▶ [Problem to solve] Each line that contains "latest" needs to be copied from the listing.

▶ [Task material]
PR #1000, opened 2020-12-02
UM005: Urdu <> English Translation Dataset

abhishekkrthakur:
Adds Urdu-English dataset for machine translation: http://ufal.ms.mff.cuni.cz/umc/005-en-ur/


datasets/um005/um005.py
```diff
@@ -0,0 +1,137 @@
...
+_DESCRIPTION = """\
+UMC005 English-Urdu is a parallel corpus of texts in English and Urdu language with sentence alignments. The corpus can be used for experiments with statistical machine translation.
+
+The texts come from four different sources:
+- Quran
+- Bible
+- Penn Treebank (Wall Street Journal)
+- Emille corpus
+
+We provide the religious texts of Quran and Bible for direct download. Because of licensing reasons, Penn and Emille texts cannot be redistributed freely. However, if you already hold a license for the original corpora, we are able to provide scripts that will recreate our data on your disk. Our modifications include but are not limited to the following:
```
lhoestq, line 31:
```suggestion
The authors provide the religious texts of Quran and Bible for direct download. Because of licensing reasons, Penn and Emille texts cannot be redistributed freely. However, if you already hold a license for the original corpora, we are able to provide scripts that will recreate our data on your disk. Our modifications include but are not limited to the following:
```

datasets/um005/um005.py
```diff
@@ -0,0 +1,137 @@
...
+    DEFAULT_CONFIG_NAME = _ALL
+
+    def _info(self):
+        return datasets.DatasetInfo(
+            description=_DESCRIPTION,
+            features=datasets.Features(
+                {
+                    "id": datasets.Value("string"),
+                    "urdu": datasets.Value("string"),
+                    "english": datasets.Value("string"),
```
lhoestq, line 91: Could you use the `Translation` feature type ?
see [flores](https://github.com/huggingface/datasets/blob/master/datasets/flores/flores.py) for an example of usage

lhoestq (commented):
Looks good thanks !

I left a comment about changing the feature type to `Translation`

datasets/um005/um005.py
```diff
@@ -0,0 +1,137 @@
...
+        self.sources = sources
+
+    @property
+    def filepaths(self):
+        return {source: _SOURCES_FILEPATHS[source] for source in self.sources}
+
+
+class UM005(datasets.GeneratorBasedBuilder):
+    BUILDER_CONFIGS = [
+        UM005Config(name=source, sources=[source], description=f"Source. {source}.") for source in _SOURCES
```
patrickvonplaten, line 79: nit - I'd just write out the three configs here. So 
```python
BUILDER_CONFIGS = [
        UM005Config(name="bible", sources=["bible'], description=f"Source. bible"), 
...
]
```

patrickvonplaten: And I guess the description could be a bit more specific for each config

datasets/um005/um005.py
```diff
@@ -0,0 +1,137 @@
...
+            homepage=_HOMEPAGE_URL,
+            citation=_CITATION,
+        )
+
+    def _split_generators(self, dl_manager):
+        path = dl_manager.download_and_extract(_URL)
+        return [
+            datasets.SplitGenerator(
+                name=datasets.Split.TRAIN,
+                gen_kwargs={"datapath": path, "datatype": "train"},
```
patrickvonplaten, line 104: This can be improved IMO. If I understand correctly each config has the same file names and each split has exactly two filepaths. I'd just pass the two filepaths here directly

datasets/um005/um005.py
```diff
@@ -0,0 +1,137 @@
...
+institution = {Univerzita Karlova},
+address     = {Praha, Czechia},
+issn        = {0032-6585},
+}
+"""
+
+_ALL = "all"
+_VERSION = "1.0.0"
+_SOURCES = ["bible", "quran"]
+_SOURCES_FILEPATHS = {
```
patrickvonplaten, line 57: If the source filepaths are all the same - I think there is no need for a dict with three keys that all have the same values no?

datasets/um005/um005.py
```diff
@@ -0,0 +1,137 @@
...
+            ),
+        ]
+
+    def _generate_examples(self, datapath, datatype):
+        sentence_counter = 0
+        for source, filepath in self.config.filepaths.items():
+            filepath = filepath[datatype]
+            urdu_file = filepath["urdu"]
+            english_file = filepath["english"]
+            urdu_path = os.path.join(datapath, source, urdu_file)
```
patrickvonplaten, line 122: would be nice if the "path" creation could be done in `_split_generators`. I'd just pass the two filepaths or two lists of filepaths if '"all"' is needed.

datasets/um005/um005.py
```diff
@@ -0,0 +1,137 @@
...
+year        = {2011},
+journal     = {The Prague Bulletin of Mathematical Linguistics},
+number      = {95},
+institution = {Univerzita Karlova},
+address     = {Praha, Czechia},
+issn        = {0032-6585},
+}
+"""
+
+_ALL = "all"
```
patrickvonplaten, line 54: Do we have to have a config that concatenates all other datasets? Don't we want to let the user do this in case he want's both configs? Not sure what the rule is here

patrickvonplaten (approved):
Left a couple of nits. Think more path logic could be moved to the `_split_generators`, but it's not that important I think

datasets/um005/um005.py
lhoestq: It depends on the dataset. If it is a common usage of the dataset to concatenate everything then we should have a config for it. Otherwise we should just keep the separate configs

datasets/um005/um005.py
lhoestq: what do you think ?

abhishekkrthakur: Will fix at some point today. Got distracted by more interesting datasets :)

lhoestq (approved):
Thanks LGTM :)

PR #1007, opened 2020-12-02
Include license file in source distribution

synapticarbors:
It would be helpful to include the license file in the source distribution.


lhoestq (approved):
right !

PR #1008, opened 2020-12-02
Adding C3 dataset: the first free-form multiple-Choice Chinese machine reading Comprehension dataset.      https://github.com/nlpdata/c3 https://arxiv.org/abs/1904.09679

Narsil:


Narsil:
Dupe of #1009

PR #2183, opened 2021-04-07
Fix s3fs tests for py36 and py37+

lhoestq:
Recently several changes happened:
1. latest versions of `fsspec` require python>3.7 for async features
2. `s3fs` added a dependency on `aiobotocore`, which is not compatible with the `moto` s3 mock context manager

This PR fixes both issues, by pinning `fsspec` and `s3fs` for python 3.6, and by using `moto` in server mode to support running the tests on python>=3.7 with the latest version of `fsspec` and `s3fs`.

cc @philschmid


setup.py
```diff
@@ -172,7 +181,8 @@
     "s3": [
         "fsspec[s3]",
```
philschmid, line 182:
```suggestion
        _deps["fsspec"],
```
to have compatible versions, since `fsspec[s3]` is installing no pinned `s3fs` version. https://github.com/intake/filesystem_spec/blob/bb7c23305ce76cb22cd10305f87a49009f363a11/setup.py#L50

setup.py
```diff
@@ -185,6 +195,7 @@
         "sphinx-rtd-theme==0.4.3",
         "sphinx-copybutton",
         "fsspec[s3]",
```
philschmid, line 197:
```suggestion
        _deps["fsspec"],
```
to have compatible versions, since `fsspec[s3]` is installing no pinned `s3fs` version. https://github.com/intake/filesystem_spec/blob/bb7c23305ce76cb22cd10305f87a49009f363a11/setup.py#L50

philschmid (approved):
LGTM!! Thank you for taking this. Might be interesting if we can profit from this async features they added.

philschmid (approved):

PR #2191, opened 2021-04-08
Refactorize tests to use Dataset as context manager

albertvillanova:
Refactorize Dataset tests to use Dataset as context manager.


lhoestq (approved):
Thanks !

This makes things a bit harder to read sometimes but this is worth it since it makes the errors on windows way more readable.

Maybe in the future we could use pytest instead, and use a fixture that properly closes the datasets created during each test ?

albertvillanova:
I find very interesting that idea of using a fixture instead!

Let me rework a little bit this PR, @lhoestq.

albertvillanova:
@lhoestq, as this is a big refactoring, I had many problems to solve the conflicts with the master branch...

Therefore, I thinks it is better to merge this as it is, and then to make other PRs with additional refactorings, before I get conflicts again with the master branch...

lhoestq:
There are still some conflicts that prevent merging.
Moreover I noticed that you added one fixture per method of the Dataset object to be mocked. The code of all these fixtures is pretty much the same, feel free to factorize them into one fixture.

Also feel free to create another branch from `master` if you don't want to fix the conflicts of this branch.
Let me know if I can help you on this

albertvillanova:
@lhoestq, yes, the new conflicts appeared after today merge commits on master...

I am definitely going to split this PR into smaller ones in order to avoid having to resolve many conflicts after each commit on master.

PR #2192, opened 2021-04-08
Fix typo in huggingface hub

LysandreJik:
pip knows how to resolve to `huggingface_hub`, but conda doesn't!

The `packaging` dependency is also required for the build to complete.


lhoestq (approved):
Thanks :)

PR #2198, opened 2021-04-09
added file_permission in load_dataset

bhavitvyamalik:
As discussed in #2065 I've added `file_permission` argument in `load_dataset`. 

Added mainly 2 things here:
1) Permission of downloaded datasets when converted to .arrow files  can be changed with argument `file_permission` argument in `load_dataset` (default is 0o644 only)
2) Incase the user uses `map` later on to generate another cache file of dataset, it ensures the permissions of newly generated file are similar to that of` *-train.arrow` file inside cache_dir for that dataset.


lhoestq:
From offline discussions: we want to make the permissions handling consistent with `transformers`. However from discussion  in https://github.com/huggingface/transformers/pull/11119 it looks like it might not be a good solution to provide this argument. Users should use umask for now, and we'll see how things evolve.

@bhavitvyamalik I'm closing the PR for now if you don't mind

Issue #2195, opened 2021-04-09
KeyError: '_indices_files' in `arrow_dataset.py`


samsontmr:
After pulling the latest master, I'm getting a crash when `load_from_disk` tries to load my local dataset.

Trace:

▶ [Your response]
1. latest versions of `fsspec` require python>3.7 for async features
This PR fixes both issues, by pinning `fsspec` and `s3fs` for python 3.6, and by using `moto` in server mode to support running the tests on python>=3.7 with the latest version of `fsspec` and `s3fs`.
After pulling the latest master, I'm getting a crash when `load_from_disk` tries to load my local dataset.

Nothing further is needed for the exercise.